PR #2090, opened 2023-07-18
feat: stub OpenAPI docs mobile menu

zchsh:
- feat: add mobile-menu-levels component
- feat: add open-api-docs-mobile-menu-levels
- feat: use stubbed OpenAPI docs menu levels

## 🔗 Relevant links

- [Asana task](url) 🎟️


src/components/mobile-menu-levels/level-components/index.tsx
```diff
@@ -0,0 +1,79 @@
...
+				<SidebarNavMenuItem item={item} key={index} />
+			))}
+		</ul>
+	)
+}
+
+/**
+ * Return mobile menu level data for the shared `main` menu pane.
+ */
+export function mobileMenuLevelMain(): MobileMenuLevelData {
```
zchsh, line 34: The `mobileMenuLevelMain` and `mobileMenuLevelProduct` are intended to be re-usable chunks of content we consistently in mobile menus. The analogous abstraction that currently exists is how we use `generateTopLevelSubNavItems` and `generateProductLandingSidebarMenuItems`, but with our `Sidebar` component (which actually renders both literal "sidebar" contents, and mobile menu panes).

src/pages/hcp/api-docs/vault-secrets/[[...page]].tsx
```diff
@@ -123,7 +123,7 @@ export const getStaticProps: GetStaticProps<
 	 * 🚩 If the flag is enabled, use the revised template
 	 */
 	if (USE_REVISED_TEMPLATE) {
-		return await getOpenApiDocsStaticProps({ params })
+		return await getOpenApiDocsStaticProps(PRODUCT_SLUG, { params })
```
Comment (zchsh) [inline src/pages/hcp/api-docs/vault-secrets/[[...page]].tsx:126]: We pass `PRODUCT_SLUG` here since we need to generate product-specific mobile menu panes to render in the view.

src/views/open-api-docs-view/components/open-api-docs-mobile-menu-levels/index.tsx
```diff
@@ -0,0 +1,43 @@
...
+				mobileMenuLevelMain(),
+				mobileMenuLevelProduct(productData),
+				{
+					levelButtonText: 'Previous',
+					content: (
+						<div>
+							{/* API docs mobile menu contents */}
+							<div style={{ border: '1px solid magenta' }}>
+								PLACEHOLDER for OpenApiDocsView mobile menu contents
+							</div>
```
zchsh, line 33: This is where the navigational "sidebar"-like content of the `OpenApiDocsView` mobile menu will go.

src/components/mobile-menu-levels/index.tsx
```diff
@@ -0,0 +1,55 @@
...
+import s from './mobile-menu-levels.module.css'
+
+/**
+ * This component allows the consumer to render a multi-pane mobile
+ * menu without being required to use `SidebarSidecarLayout`
+ * or the associated `sidebar-nav-data` React context.
+ *
+ * Intent is to solidify this into an alternative pattern
+ * for composing mobile menu contents.
+ */
```
kendallstrautman, line 21: 💯

src/components/mobile-menu-levels/types.ts
```diff
@@ -0,0 +1,6 @@
+import { ReactNode } from 'react'
+
+export interface MobileMenuLevelData {
+	levelButtonText: string
+	content: ReactNode
+}
```
kendallstrautman, line 6: ❓ Just a general question: do you still like defining types like this in separate files? I know its been the convention, but curious to hear your opinion.

src/components/mobile-menu-levels/level-components/index.tsx
```diff
@@ -0,0 +1,79 @@
...
+		levelButtonText: `${productData.name} Home`,
+		content: (
+			<ul className={s.listResetStyles}>
+				{[
+					{
+						title: productData.name,
+						fullPath: `/${productData.slug}`,
+						theme: productData.slug,
+					},
+					...generateProductLandingSidebarMenuItems(productData),
```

REQUIRED WORK -> Retype the material. Keep it exact.

SOLUTION TO THE EXERCISE ->
PR #2090, opened 2023-07-18
feat: stub OpenAPI docs mobile menu

zchsh:
- feat: add mobile-menu-levels component
- feat: add open-api-docs-mobile-menu-levels
- feat: use stubbed OpenAPI docs menu levels

## 🔗 Relevant links

- [Asana task](url) 🎟️


src/components/mobile-menu-levels/level-components/index.tsx
```diff
@@ -0,0 +1,79 @@
...
+				<SidebarNavMenuItem item={item} key={index} />
+			))}
+		</ul>
+	)
+}
+
+/**
+ * Return mobile menu level data for the shared `main` menu pane.
+ */
+export function mobileMenuLevelMain(): MobileMenuLevelData {
```
zchsh, line 34: The `mobileMenuLevelMain` and `mobileMenuLevelProduct` are intended to be re-usable chunks of content we consistently in mobile menus. The analogous abstraction that currently exists is how we use `generateTopLevelSubNavItems` and `generateProductLandingSidebarMenuItems`, but with our `Sidebar` component (which actually renders both literal "sidebar" contents, and mobile menu panes).

src/pages/hcp/api-docs/vault-secrets/[[...page]].tsx
```diff
@@ -123,7 +123,7 @@ export const getStaticProps: GetStaticProps<
 	 * 🚩 If the flag is enabled, use the revised template
 	 */
 	if (USE_REVISED_TEMPLATE) {
-		return await getOpenApiDocsStaticProps({ params })
+		return await getOpenApiDocsStaticProps(PRODUCT_SLUG, { params })
```
Comment (zchsh) [inline src/pages/hcp/api-docs/vault-secrets/[[...page]].tsx:126]: We pass `PRODUCT_SLUG` here since we need to generate product-specific mobile menu panes to render in the view.

src/views/open-api-docs-view/components/open-api-docs-mobile-menu-levels/index.tsx
```diff
@@ -0,0 +1,43 @@
...
+				mobileMenuLevelMain(),
+				mobileMenuLevelProduct(productData),
+				{
+					levelButtonText: 'Previous',
+					content: (
+						<div>
+							{/* API docs mobile menu contents */}
+							<div style={{ border: '1px solid magenta' }}>
+								PLACEHOLDER for OpenApiDocsView mobile menu contents
+							</div>
```
zchsh, line 33: This is where the navigational "sidebar"-like content of the `OpenApiDocsView` mobile menu will go.

src/components/mobile-menu-levels/index.tsx
```diff
@@ -0,0 +1,55 @@
...
+import s from './mobile-menu-levels.module.css'
+
+/**
+ * This component allows the consumer to render a multi-pane mobile
+ * menu without being required to use `SidebarSidecarLayout`
+ * or the associated `sidebar-nav-data` React context.
+ *
+ * Intent is to solidify this into an alternative pattern
+ * for composing mobile menu contents.
+ */
```
kendallstrautman, line 21: 💯

src/components/mobile-menu-levels/types.ts
```diff
@@ -0,0 +1,6 @@
+import { ReactNode } from 'react'
+
+export interface MobileMenuLevelData {
+	levelButtonText: string
+	content: ReactNode
+}
```
kendallstrautman, line 6: ❓ Just a general question: do you still like defining types like this in separate files? I know its been the convention, but curious to hear your opinion.

src/components/mobile-menu-levels/level-components/index.tsx
```diff
@@ -0,0 +1,79 @@
...
+		levelButtonText: `${productData.name} Home`,
+		content: (
+			<ul className={s.listResetStyles}>
+				{[
+					{
+						title: productData.name,
+						fullPath: `/${productData.slug}`,
+						theme: productData.slug,
+					},
+					...generateProductLandingSidebarMenuItems(productData),
```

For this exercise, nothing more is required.